Lidah mereka beradu untuk kesekian kalinya, dan Daniel mesti menahan berat tubuhnya agar tidak sepenuhnya menindih Jihoon. Kuas di tangannya sudah menggelinding entah ke mana. Ada bisikan kecil yang memintanya untuk ”Masukin...”, dan detik itu juga Daniel sadar bahwa Jihoon adalah iblis berkedok malaikat.

Yang terjadi selanjutnya adalah Daniel mengubur dirinya sampai ke pangkal, ke dalam kehangatan yang menghimpitnya begitu erat. Yang terjadi adalah Jihoon yang mendesahkan namanya (selalu Daniel, tidak pernah Niel) dan mencengkram punggung pria itu, tubuhnya bergetar setiap dihantam oleh kejantanannya. Tak sekali keduanya berguling, membuat tubuh keduanya berlumuran cat yang masih setengah basah— tapi tak ada yang peduli.

Malam itu, di setiap deraan napas dan desahan keduanya, Jihoon menyadari sesuatu.
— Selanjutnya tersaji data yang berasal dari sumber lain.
PR #385, opened 2019-01-24
Windows vector 358

baconpaul:
This pull request implements two key features

1: Zoom in VST2 on Mac and Windows

2: Scalable bitmaps on Windows

Implementing this required working around several vstgui bugs; and also deciding to eject a very large resource file using a script (and checking in the result) rather than typing the tedious file by hand.

The comments in the code explain the decisions but notably

1. The comment in emit-vector-resources.py explains why I decided to check in rather than generate at build time the rc files
2. The comments in the vst2 zoom handler detail the two bugs in vstgui which were a problem
      1. double transform of mouse coordinates
      2. setting zoom on a window not setting zoom on its background

This is a pretty big diff but it all hangs together and I commented the parts which were unexpected. With it, VST2 is at par with AU on mac and windows as far as zoom and vector graphics.

VST3 is proving trickier. But would love to get this version in folks hands.

Thank you for a careful review.


jsakkine:
Reviewing tonight!

src/common/gui/SurgeBitmaps.cpp
```diff
@@ -89,7 +90,34 @@ void SurgeBitmaps::addEntry(int id)
...
+#ifdef USE_SCALABLE_BITMAPS
+      /*
+      ** Background images are specially handled by the frame object with scaling and so each needs
+      ** to maintain an independent 'additional zoom'. For now handle that by allowing the construction of
+      ** a distinct bitmap. 
+      **
+      ** When the arity issues with scalable bitmaps get solved (github issue #356) this code will 
+      ** not be needed any more. Until then it is, but just for the BG image.
+      */
+      if( id != IDB_BG )
```
jsakkine: Maybe would be better to stick to C++ commenting style.

src/common/gui/CScalableBitmap.h
```diff
@@ -28,11 +28,19 @@ class CScalableBitmap : public VSTGUI::CBitmap
...
+    ** which we apply to the BG Bitmap in Vst2PluginInstance::handleZoom.
+    */
+    void setAdditionalZoom (int a) { additionalZoom = a; }
+    
 private:
     std::vector< int > scales;  // 100, 150, 200, 300 etc... - int percentages
     std::map< int, VSTGUI::CBitmap * > scaledBitmaps;
     std::map< int, std::string > scaleFilePostfixes;
-    int lastSeenZoom, bestFitScaleGroup;
+    int lastSeenZoom, bestFitScaleGroup, additionalZoom;
```
jsakkine: Maybe then name it as backgroundZoom? The current name is a bit confusing.

src/common/gui/CScalableBitmap.cpp
```diff
@@ -76,7 +77,7 @@ void CScalableBitmap::draw (CDrawContext* context, const CRect& rect, const CPoi
         // Seems like you would do this backwards; but the TF shrinks and the invtf regrows for positioning
         // but it is easier to calculate the grow one since it is at our scale
         CGraphicsTransform invtf = CGraphicsTransform().scale( bestFitScaleGroup / 100.0, bestFitScaleGroup / 100.0 );
-        CGraphicsTransform tf = invtf.inverse();
+        CGraphicsTransform tf = invtf.inverse().scale( additionalZoom / 100.0, additionalZoom / 100.0 );
```
jsakkine: The usual spacing complains :)

src/common/gui/CScalableBitmap.h
```diff
@@ -28,11 +28,19 @@ class CScalableBitmap : public VSTGUI::CBitmap
     */
     static void setPhysicalZoomFactor (int zoomFactor); // See comment on zoom factor units in SurgeGUIEditor.h
 
+    /*
+    ** VST2 has an error where the background doesn't zoom with the frame. Everything else
+    ** does though. So we need to hand scale the background and only the background image
+    ** when we draw it. We do that, simply, by having this class have an additionalZoom
+    ** which we apply to the BG Bitmap in Vst2PluginInstance::handleZoom.
+    */
+    void setAdditionalZoom (int a) { additionalZoom = a; }
```
jsakkine: C++ comments...

src/common/gui/SurgeBitmaps.cpp
jsakkine: Not going to mention about spacing in every place :)

src/common/gui/SurgeBitmaps.h
```diff
@@ -13,4 +13,4 @@ class SurgeBitmaps
    void addEntry(int id);
 };
 
-VSTGUI::CBitmap* getSurgeBitmap(int id);
\ No newline at end of file
+VSTGUI::CBitmap* getSurgeBitmap(int id, bool newInstance = false);
```
jsakkine: We should start documenting these starting from this commit. Lets us Doxygen: http://www.doxygen.nl/manual/docblocks.html. And I would recommend using the javadoc style e.g.

```
/**
 * @param id          <description>
 * @param newInstance <description>
 * @return description
 * Long description
 */
```

Lets not worry about generation at this point. Even having a structured style documented classes in the source code will help to understand.

jsakkine: Yes, and this is an exception where using C-style comment is OK, because the tool requires it.

src/common/gui/SurgeGUIEditor.cpp
```diff
@@ -2407,17 +2409,24 @@ long SurgeGUIEditor::applyParameterOffset(long id)
 void SurgeGUIEditor::setZoomFactor(int zf)
 {
 #if HOST_SUPPORTS_ZOOM    
+
+#if TARGET_VST2 || TARGET_VST3
+   // vstgui zoom is very unreliable shrinking with backgrounds.
+   if( zf < 100 )
+       zf = 100;
+#endif
```
jsakkine: Not sure if I understand what the comment is trying to say about what you are doing here.

src/common/gui/SurgeGUIEditor.cpp
```diff
@@ -2524,4 +2534,29 @@ void SurgeGUIEditor::showSettingsMenu(CRect &menuRect)
 
 }
 
+CPoint SurgeGUIEditor::getCorrectlyScaledMouseLocation()
+{
+    /*
+    ** Please see github issue 356 for discussion on this.
+    **
```
jsakkine: You could document properly what this function does with javadoc style in the class definition.

jsakkine:
OK, the only problem with Windows assets that I have is that you are pushing automatically generated file to the repository, which means that your build process is somehow broken.

Can I also review the updated PR. And can we move (iteratively commit by commit) to more structured commenting style? Doxygen support multiple but at least for my eye the javadoc style is most pleasing (maybe because kernel uses that one).

baconpaul:
OK thank you; I will enhance the comments and fix the spacing and make the other adjustments you suggest. Very useful. 

On spacing I thought I got it all. Like I said, decades of `if( foo )` will be a hard habit to break.

As to the build process being broken, I agree that's the conclusion. Here's my thinking as to my options

1. I could have (easily) added a requirement for python on build hosts, a step in premake to build the file, and a call to the script. It would have ejected the exact same output on every build unless we add an asset, which we almost definitely won't again in 1.6. I would also have updated the azure pipelines to add python as a dependency and added python 3 as a dependency in the README. And then I could have spent a few hundred hours on slack reminding windows users to install python and debugging that install or having them not build. 
2. I could have written the script in some scripting language which is pre-installed in windows10. That would basically be PowerShell I think. Pass.
3. I could have written the script in some language I could compile, but writing this in C++ rather than python and adding a two phase compile is, I think, hard for premake to do and also really rather dumb
4. I could have pretended i typed it in and not checked in my script. Too late for that strategy now of course, but in the sake of a complete enumeration wanted to add it :)
5. I could do the gross thing and check in the output, but not require all our users who want to build to have python

Now if the file changed every build, or every 3 PRs, or anything like that, I would have done the first. And the first is better in every way. Except those few hundred hours of slack support. So I chose the check in option.

As you can see even I'm rather critical of that approach. (Heck almost this exact same criticism is in the comments for emit-vector-rc.py). But I think it is the right tactic.

At some point we will snap and either the about screen or asset build or something else will make us require python in our build path.

So with that context, what do you think?

src/common/gui/SurgeGUIEditor.cpp
baconpaul: I think we could document what it does in the class definition; but should document how it does it here.

What it does is get the correctly scaled mouse location. I've always been skeptical of

```
  /**
   * getCorrectlyScaledMouseLocation
   * @decscription gets the correctly scaled mouse location, overcoming some vstgui bugs if needed
   * @returns the correctly scaled mouse location
   */
   CPoint getCorrectlyScaledMouseLocation()
```

as being useful (which is why i generally think the oxygen comments are tough for protected and internal methods which are well named).

So I guess: how would you separate out the comment between intent and implementation?

src/common/gui/SurgeBitmaps.h
jsakkine: Sure.

src/common/gui/SurgeGUIEditor.cpp
jsakkine: The correct format would be:

```
 /**
  * <short summary>
  * @return <what gives back>
  *
  * <long description what this does and maybe some implementation details>
  */
 CPoint getCorrectlyScaledMouseLocation()
```

In the long description you would explain what you mean by correctly scaled mouse location. It is far from obvious.

jsakkine:
I thought that in C++ you would always have to use `//` but as I look at http://www.doxygen.nl/manual/docblocks.html, it is really not mandatory :)

For stuff that is inside function I would use just

```
// We do it this way because blaa blaa ...
// bllaa
```
For function, class etc. descriptions I would use

```
/**
 * Foo
 */
```

That is one of the styles accepted by most documentation generators.

In general, at least non-trivial public functions ought to be documented, and class descriptions.

jsakkine:
I don't think that it makes sense to use comment block for comments inside a function but it should be uses for bigger constructs.

jsakkine:
My key remarks are:

- We need a standard for commenting functions.
- We need a standard for commenting classes.
- It would better be one that can be used for generation even if we don't do it now.
- Documenting classes at top level is not enough. At least non-trivial functions, like the one you mentioned, ought to be documented. It is not obvious what correctly scaled is unless you have implemented the function.

You can get ideas how to create long descriptions for functions from code reviews. 

Look at the Doxygen manual. It provides multiple options for styles. Unfortunately the one that you are used to use is not the one, but maybe something will work out for you that you can live with.

jsakkine:
And yeah my "C++ style" was invalid deduction. I think `//` would be good for comments that are inside the function implementation (that will not be generated in any way).

src/common/gui/SurgeGUIEditor.cpp
jsakkine: Maybe the function name is not good because correctly, in fact, does not mean anything. Dunno.

jsakkine:
If you are the person who originally did this, of course you know what correctly scaled means. If we want to port this to lets say Linux this to be properly documented. I kind of have now grip of everything right now, but probably will forget it within couple of weeks, since I didn't write the code.

src/common/gui/CScalableBitmap.h
baconpaul: I'll comment it and think of a better name, but won't be 'backgroundZoom' since we may need to apply this to other images; the reason I chose 'additionalZoom' is because it sort of is that; add this additional zoom.

baconpaul:
Yeah OK fair enough. I'll change the name of the function and add a class function comment which is a bit more explanatory.

You OK with the checkin-built reason? I think it's the right call for now.

src/common/gui/SurgeGUIEditor.cpp
baconpaul: I changed the function name to

```
   /**
    * getCurrentMouseLocationCorrectedForVSTGUIBugs
    *
    * This function gets the current mouse location for the frame
    * but adds, in necessary cases, workarounds for bugs in the
    * vstgui framework. Use it in place of frame->getCurrentMouseLocation
    */
   CPoint getCurrentMouseLocationCorrectedForVSTGUIBugs();
```

since I think that is the most correct name (since it replaces getCurrentMouseLocation)

baconpaul:
OK I just pushed a commit to this branch which addresses your comments. I will squash all the three commits into a single commit before merge, but left my changes separate to make sure you think they address your comments.

Thanks for the comments; it helps to see what parts of the code aren't clear.

jsakkine:
Looks good to me!

baconpaul:
Great thanks!

jsakkine:
Maybe we could start by little with coding conventions. Make a section to README.md that gives guidelines for comments. That's all for now. We can refine it whenever we end up into an argument. And also add a note that always link issue to the commit messaage.

baconpaul:
Agree! I'll merge this and lets write that doc.

PR #399, opened 2019-01-27
removed IRC Channel, re-wrote slack text

esaruoho:


falkTX:
Why was this removed? IRC channel is still there, and people chat just fine.
It is a bit sad to be using proprietary ways of communication for an opensource project...

baconpaul:
I didn’t know it was even active with folks developing surge. Folks who put in prs recently have all been on slack. I don’t use irc myself but have no dog in a chat tool fight!

If it is used we should put it back no prob. I don’t mind!

PR #402, opened 2019-01-28
Restore patch checkmarks

baconpaul:
Restore functions from Surge 1.5.2.
- Add patch checkmarks next to category and patch.
- Restore checkmarks again and when patch is reloaded.
- Also expose patchname to host via a single program name.
- Integrate code review comments from @baconpaul and @jsakkine

The commit history here also got conflated with the vst3sdk update
and so is a mix of @sagantech and @baconpaul; but the code author
is @sagantech

### DIFF
--- a/src/common/SurgeSynthesizerIO.cpp
+++ b/src/common/SurgeSynthesizerIO.cpp
@@ -171,6 +171,10 @@ void SurgeSynthesizer::loadPatch(int id)
       kCFStringEncodingUTF8);
            ((aulayer*)parent)->SetAFactoryPresetAsCurrent(preset);*/
 #endif
+   /*
+   ** Notify the host display that the patch name has changed
+   */
+   updateDisplay();
 }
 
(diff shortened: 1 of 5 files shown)


src/common/SurgeSynthesizerIO.cpp
```diff
@@ -171,6 +171,11 @@ void SurgeSynthesizer::loadPatch(int id)
       kCFStringEncodingUTF8);
            ((aulayer*)parent)->SetAFactoryPresetAsCurrent(preset);*/
 #endif
+   /*
+   ** patch loading can be internal (menu) or external (host). In the event
+   ** it is from the host we need to update the display so do so here
+   */
+   updateDisplay();
 }
```
sagantech: Comment is incorrect. UpdateDisplay updates the host display not the plug-ins.

jsakkine:
Looks great now! Only thing would have been:

```
Fixes: #397 ("No checkmarks in preset browser")
```

After description, but not a biggie...

Issue #486, opened 2019-02-03
Piano keys to the bottom of Surge


jsakkine:
Would be really nice to have for testing (especially on Linux where we still mostly use Carla) piano keys in the bottom of the UI, maybe with a show/hide button. Does VSTGUI have something of-the-shelf for this?

baconpaul:
I almost did this on Mac also but then just made midi routing work in the hosts and uses someone else’s keyboard

Afaics there is no such widget

A much easier thing is to add some special keystrokes which put you in midi keyboard mode. So press CTRL alt x r 17 or something and then a sends an a note

But Carla should have a routing screen keyboard available no? May be easier!

jsakkine:
Ping @falkTX (again) :)

jsakkine:
@baconpaul, I believe you, but feels that such isn't in the default stock of widgets.

falkTX:
I have almost no experience with vstgui, cant help much here.
you can use carla on mac and windows though, which provides the keyboard widget thing playable with pc keys :)

baconpaul:
Yup; bitwig does it with caps lock too on all platforms; and hosting AU has keyboard input as does logic on mac. So I think you and I are saying the same thing, @falkTX which is it is better to get running in one host and then use the host to route midi than to kill ourselves adding a keyboard.

baconpaul:
@falkTX does “Carla-single” have a way to generate midi into the plugin? That would completely solve the problem for @jsakkine. (That’s basically what I use hosting AU for on mac; a super lightweight AU host which can route audio and so on and starts in a second, not in 14 seconds like full blown logic)

falkTX:
> @falkTX does “Carla-single” have a way to generate midi into the plugin? That would completely solve the problem for @jsakkine.

carla-single plugs into JACK in a modular way, exposing midi and audio ports. so you can use then `jack-keyboard` to feed midi into it.

regarding juce: since this is already cross-platform, there is no need for bloating the code with juce stuff.
also, I got surge to build with my own tiny framework (DPF), this is how I made the first advances regarding the event loop. but for now getting the VST2 version out is already awesome.

jsakkine:
@baconpaul, Yes, this was not really proposal to use Qt right now. This was more like explanation why JUCE would be a bad choice at any point :) I could do a PR and derive something based on that text directly to our developer documentation. It is a design choice that should be documented.

If someone puts issue suggesting JUCE we can point them to the documentation.

[...]

PR #564, opened 2019-02-10
Add a note about JUCE and Qt to the documentation

jsakkine:
Summarizes the discussion in #486.

Closes: #486

### DIFF
--- a/doc/Architecture.md
+++ b/doc/Architecture.md
@@ -1,0 +1,13 @@
+## 3rd Party Frameworks
+
+### JUCE
+
+JUCE makes adapting to different audio APIs easy, which we don't need because we
+have our own code for that. It is plug-in framework that makes many things easy
+at the price of flexibility.
+
+### Qt
+
+Qt might be in a distant future an option worth of considering because we would
+get rid alot of Cocoa and Windows specific code. In addition the flexibility
+how things can be done would be compared to VSTGUI from a different dimension.


jsakkine:
Seems that Github recognizes that Closes tag, which I did not know before (shows a tooltip).

baconpaul:
Yeah looks good.

Redoing zoom without cocoa in AU will be a pain. But otherwise it looks like a fine summary of our discussions.

Wonder if dpf may also be an option?

But I'm happy with your doc!

jsakkine:
@baconpaul, maybe so but we still would reduce the amount specialized code. I don't know what dpf is but I know that Qt is the best application framework available for C++. And the subsection does not dictate to use it ever. It is just the current analysis of it. It is mentioned as a viable option.

jsakkine:
@baconpaul, good to here. Lets not **create** an architecture specifications. Lets instead **evolve** one over time. Otherwise we end up with a document that is both useless and unreadable.

jsakkine:
Can we close this now?

baconpaul:
Yeah sure! Fine with me.

falkTX:
Huh, Qt for GUIs is a really terrible idea.
It is a huge codebase which we would have to build statically for the plugin, just for a few OS independent things...

jsakkine:
@falkTX, there is no roadmap ATM to use Qt. And there is no requirement to link Qt statically even if we end up using it.

jsakkine:
Actually Windows would be a problem without static linking , so we would require static linking. However, static linking is not by itself any kind of problem.

- It does not really matter how fat the resulting binary is. Kernel mm will fault only the pages that it actually uses in Windows, macOS and Linux.
- Huge codebase is not a problem as it is a mature toolkit. We don't care all that much about Qt's source code.
- We are compatible in terms of licensing for static linkage. Qt is licensed with LGPL3 (among some other licensing options).

Only thing that it would affect is that the Qt SDK (which is free) would be required to compile Surge. Not a big deal.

Ia menyadarinya saat ia menengadah dan menatap Daniel yang mengerang nikmat di atasnya, ketika bibirnya terasa bengkak dan kerongkongannya sakit karena tak ada lagi suara yang bisa ia keluarkan; ia sadar ketika ada satu titik di dalam dirinya yang begitu sensitif, dihantam berkali-kali sampai pelepasannya keluar dengan begitu intens; dan ia menyadarinya seusai semua kegiatan itu selesai, ketika Daniel menundukkan wajah dan mencium keningnya lama, rasa hangat membuncah di hatinya saat tubuhnya digendong ke kasur dan pria itu membisikkan betapa ia mencintainya. ‏‏‎ ‎ ‏‏‎ ‎ ‏‏‎ ‎ Satukan diri kamu dengan seni. ‏‏‎ ‎

Benamkan diri kamu sedalam mungkin hingga yang bisa kamu rasakan adalah emosi di bentuk yang paling murni. ‏‏‎ ‎

Hanya dengan cara itu kamu bisa paham, betul-betul paham esensi dari apa yang ingin kamu sampaikan. ‏‏‎ ‎ ‏‏‎ ‎ ‏‏‎ ‎

Ia akhirnya sadar bahwa ini, inilah yang selama ini ia cari.